Write the entries out exactly, with the final line being the one containing "## What this PR does".

## Records contained in a dataset
-- Opening Marker --

PR #662, opened 2026-08-25
ci: Nightly kernel tests across supported EKS AL2023 kernel lines

yash97:
*Issue #, if available:* N/A

## What this PR does

Adds a nightly workflow (**Nightly AL2023 Kernel Tests**, 07:00 UTC + manual dispatch) that runs the Network Policy Agent's kernel-sensitive test suites against **every kernel line shipped by currently supported EKS AL2023 AMIs**, on both IPv4 and IPv6 clusters. Today the agent is only exercised on whatever kernel the latest default AMI happens to have; kernel-specific regressions (BPF verifier rejections, datapath behavior changes) on the other supported lines go unnoticed until customers hit them.

## What we test

Each matrix leg creates an EKS cluster whose node group is **pinned to the discovered AMI**, then:

1. **AMI + kernel verification** — asserts every node runs the expected AMI ID and the *exact* expected kernel package (`.status.nodeInfo.kernelVersion`), so results are attributable to a specific kernel.
2. **Agent install + rollout** (`scripts/cyclonus-cluster.sh install`) — enables network policy on the vpc-cni addon and rolls the nightly-built node agent image. This is the primary kernel gate: the BPF verifier accepts or rejects the agent's TC programs here.
3. **`policy.test`** — network policy enforcement through the agent's eBPF datapath.
4. **`strict.test`** — strict enforcement mode (runs last; mutates aws-node).

Both suites behave identically on IPv4 and IPv6, so every kernel line gets uniform dual-stack coverage (new `scripts/run-kernel-smoke-tests.sh`).

## How the matrix is discovered

`scripts/smoke/eks-kernel-matrix/run.sh` (read-only) queries `eks describe-cluster-versions` for versions in standard/extended support, resolves each latest AL2023 x86_64 standard AMI from public SSM parameters, parses the kernel package for the `AL2023_x86_64_STANDARD` column from the matching `awslabs/amazon-eks-ami` release notes, and selects the **lowest supported Kubernetes version per unique kernel line**. The matrix is self-maintaining — new/retired kernel lines adjust it without CI edits. Current result:

| Kernel | K8s | AMI kernel package |
|---|---|---|
| 6.1 | 1.31 | 6.1.180-225.360.amzn2023 |
| 6.12 | 1.33 | 6.12.100-125.179.amzn2023 |
| 6.18 | 1.36 | 6.18.41-94.142.amzn2023 |

`scripts/smoke/eks-kernel-matrix/test.sh` validates discovery offline (support filtering, column-aware parsing when AMI variants ship different kernels, per-line dedup) with mocked `aws`/`curl` — no credentials needed.

## Refactor: shared cluster lifecycle

`scripts/cyclonus-cluster.sh` extracts the EKS cluster lifecycle (`create` / `verify` / `install` / `delete` with retry that only trusts `ResourceNotFoundException`) previously inlined in the PR Cyclonus workflow. Both the PR bot and the nightly now use it, removing ~150 duplicated workflow lines. PR-bot behavior is unchanged; its cleanup job now checks out the validated PR SHA so the script exists before this PR merges.

## Cost / operational notes

- 6 clusters per night (3 kernels × 2 IP families), 3× t3.large each, ~1h per leg, deleted by independent retrying cleanup jobs (`fail-fast: false`, non-cancelling concurrency).

## Testing done

- `actionlint` on both workflows; `bash -n` on all scripts
- Offline discovery test (`test.sh`) incl. variant-kernel and unsupported-version cases
- Live discovery against us-west-2 (table above)
- `eksctl create cluster --dry-run` for pinned/unpinned IPv4 + IPv6 configs
- Mocked end-to-end runs of `run-kernel-smoke-tests.sh` (suite order, strict-mode mutation, failure propagation) and `cyclonus-cluster.sh` (create/verify/install/delete paths)
- `make build test`


scripts/smoke/eks-kernel-matrix/run.sh
```diff
@@ -0,0 +1,88 @@
...
+        index($0, "<summary><b>Kubernetes " target "</b></summary>") { section=1; next }
+        section && /<summary><b>Kubernetes / { exit }
+        section && /<th>Package<\/th>/ { header=1; column=0; next }
+        header && /<\/tr>/ { header=0; next }
+        header && /<th>/ {
+            column++
+            if (value($0) == "AL2023_x86_64_STANDARD") standard=column
+            next
+        }
+        section && standard && /<td>kernel[^<]*<\/td>/ { row=1; column=0; next }
```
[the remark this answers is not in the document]
yash97: The header index does not include the Package cell: the `<th>Package</th>` line matches the section trigger (`header=1; column=0; next`) and is consumed before any increment, so `column` counts only the data columns (NVIDIA=1, NEURON=2, STANDARD=3, ...). The data-row counter is symmetric — the `<td>kernel...</td>` label cell is consumed by the row trigger — so both counters share the same numbering, and `column < standard && column+span >= standard` tests exactly whether a (possibly colspan'd) cell covers the STANDARD column.

Verified empirically against the live `v20260818` release notes (both the rendered page and the raw API body): all 6 supported versions parse to the correct `AL2023_x86_64_STANDARD` kernel — `6.1.180-225.360.amzn2023` for 1.31/1.32, `6.12.100-125.179.amzn2023` for 1.33–1.35, `6.18.41-94.142.amzn2023` for 1.36 — matching the matrix in the PR description. The offline fixture in `test.sh` also pins the variant case where NVIDIA/NEURON columns carry a different kernel than STANDARD (`9.9.9-wrong-variant` guard), which would catch exactly the offset this comment describes.

No parser change made. Note that as of 6d57aba discovery fetches the release body via the GitHub Releases API rather than the rendered page, and `describe-cluster-versions` now passes `--include-all` explicitly (see the review thread's other comments).

scripts/eks-test-cluster.sh
```diff
@@ -0,0 +1,115 @@
...
+NODES_CAPACITY="${NODES_CAPACITY:-3}"
+
+require() {
+    local name
+    for name in "$@"; do
+        [[ -n "${!name:-}" ]] || { echo "$name is required" >&2; exit 1; }
+    done
+}
+
+create_cluster() {
```
Pavani-Panakanti, line 15: why not reuse these https://github.com/aws/aws-network-policy-agent/blob/main/scripts/lib/cluster.sh#L25 ? we can add any new parameters as required

scripts/eks-test-cluster.sh
```diff
@@ -0,0 +1,115 @@
...
+    version: latest
+    configurationValues: '{"enableNetworkPolicy":"true"}'
+    resolveConflicts: overwrite
+EOF
+    eksctl update addon -f /tmp/eks-test-addon.yaml --force
+    kubectl set image daemonset/aws-node -n kube-system aws-eks-nodeagent="$NODE_AGENT_IMAGE"
+    kubectl rollout status daemonset/aws-node -n kube-system --timeout=300s
+}
+
+delete_cluster() {
```
Pavani-Panakanti, line 92: same why not reuse existing one - https://github.com/aws/aws-network-policy-agent/blob/main/scripts/lib/cluster.sh#L67

scripts/run-kernel-smoke-tests.sh
```diff
@@ -0,0 +1,56 @@
...
+GINKGO_TEST_BUILD_DIR="$DIR/../test/build"
+
+: "${IP_FAMILY:="IPv4"}"
+: "${REGION:="us-west-2"}"
+: "${TEST_IMAGE_REGISTRY:="registry.k8s.io"}"
+: "${KUBE_CONFIG_PATH:=$KUBECONFIG}"
+
+TEST_FAILED="false"
+
+run_ginkgo_suite() {
```
Pavani-Panakanti: This is a copy of https://github.com/aws/aws-network-policy-agent/blob/main/scripts/run-cyclonus-tests.sh#L49..can we reuse ?

scripts/run-kernel-smoke-tests.sh
```diff
@@ -0,0 +1,56 @@
...
+
+echo "Nodes for cluster: $CLUSTER_NAME"
+kubectl get nodes -owide
+
+echo "Making ginkgo test binaries"
+(cd $DIR/.. && make build-test-binaries)
+
+run_ginkgo_suite policy.test 15m
+
+echo "Enable network policy strict mode"
```
Pavani-Panakanti: this is duplicate of https://github.com/aws/aws-network-policy-agent/blob/main/scripts/run-cyclonus-tests.sh#L130..lets reuse

scripts/run-kernel-smoke-tests.sh
```diff
@@ -0,0 +1,56 @@
...
+        --cluster-kubeconfig="$KUBE_CONFIG_PATH" \
+        --cluster-name="$CLUSTER_NAME" \
+        --test-image-registry="$TEST_IMAGE_REGISTRY" \
+        --ip-family="$IP_FAMILY" || TEST_FAILED="true"
+}
+
+echo "Nodes for cluster: $CLUSTER_NAME"
+kubectl get nodes -owide
+
+echo "Making ginkgo test binaries"
```
Pavani-Panakanti, line 32: This compiles the Ginkgo suite binaries inside each matrix leg, so the same policy.test and strict.test are built six times per night on six separate runners. Can we build test binaries ones in build job and publish them instead ?

Pavani-Panakanti:
> actionlint on both workflows; bash -n on all scripts

Can we add lint check to these files in our CI tests ?

scripts/run-kernel-smoke-tests.sh
yash97: this is good to have, single compilation is not necessity.

scripts/eks-test-cluster.sh
yash97: Looked at reusing it, and the blocker is the lifecycle model rather than missing parameters. lib/cluster.sh create_cluster writes eks-cluster.yaml into the working directory, and its paired delete_cluster deletes by that file. That contract only works when create and delete run in the same job on the same runner, which is how run-tests.sh uses it. This workflow deliberately splits create / verify / install / delete across separate GitHub jobs (cleanup runs on a fresh runner even when the test leg dies), so the lifecycle has to be name-based. On top of that the nightly needs AMI pinning (ami: field per nodegroup) and autoModeConfig disabled, which the lib version does not model. Retrofitting all of that into create_cluster would change a function that run-tests.sh, e2e-conformance and performance all depend on, which felt like the wrong blast radius for this PR. Happy to converge them in a follow-up, likely by making run-tests.sh consume eks-test-cluster.sh rather than the other way around.

scripts/eks-test-cluster.sh
yash97: This one I want to push back on directly: reusing lib delete_cluster here would be a regression. That version is `eksctl delete cluster -f ./eks-cluster.yaml || echo Cluster Delete failed` - it needs the config file from create (which does not exist on the cleanup job's fresh runner), and it swallows deletion failures. Cleanup reliability is the main risk of this PR (6 clusters per night), so the delete here is name-based with 3 retries and only treats ResourceNotFoundException from describe-cluster as proof of deletion; anything else fails the job loudly. If anything I would like the lib version to adopt these semantics in a follow-up.

scripts/run-kernel-smoke-tests.sh
yash97: Good catch, done in 068638b: run_ginkgo_suite now lives in scripts/lib/ginkgo-suites.sh and both run-cyclonus-tests.sh and run-kernel-smoke-tests.sh source it.

scripts/run-kernel-smoke-tests.sh
yash97: Done in 068638b: the strict-mode enable sequence is now enable_strict_mode in scripts/lib/ginkgo-suites.sh, called from both scripts.

scripts/run-kernel-smoke-tests.sh
yash97: Small correction after a second pass: the helper now lives in the existing scripts/lib/tests.sh rather than a new lib file (dc631a6), which is closer to what you suggested. It also validates its required variables at call time now.

scripts/run-kernel-smoke-tests.sh
yash97: Same here: enable_strict_mode ended up in scripts/lib/tests.sh (dc631a6), next to the other test orchestration helpers.

yash97:
> Can we add lint check to these files in our CI tests ?

I looked at adding a shellcheck gate here, but the existing scripts don't pass it. A CI check would fail immediately on about 18 findings, nearly all in scripts this PR never touches (lib/cluster.sh, lib/network-policy.sh, lib/cleanup.sh and others). Bringing that shared code compliant is out of scope for this PR since run-tests.sh, e2e-conformance and performance all depend on it. The scripts added here were written to pass shellcheck. We can track it as github issue.

Pavani-Panakanti (approved):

-- Closing Marker --

## Task result
PR #662, opened 2026-08-25
ci: Nightly kernel tests across supported EKS AL2023 kernel lines

yash97:
*Issue #, if available:* N/A

## What this PR does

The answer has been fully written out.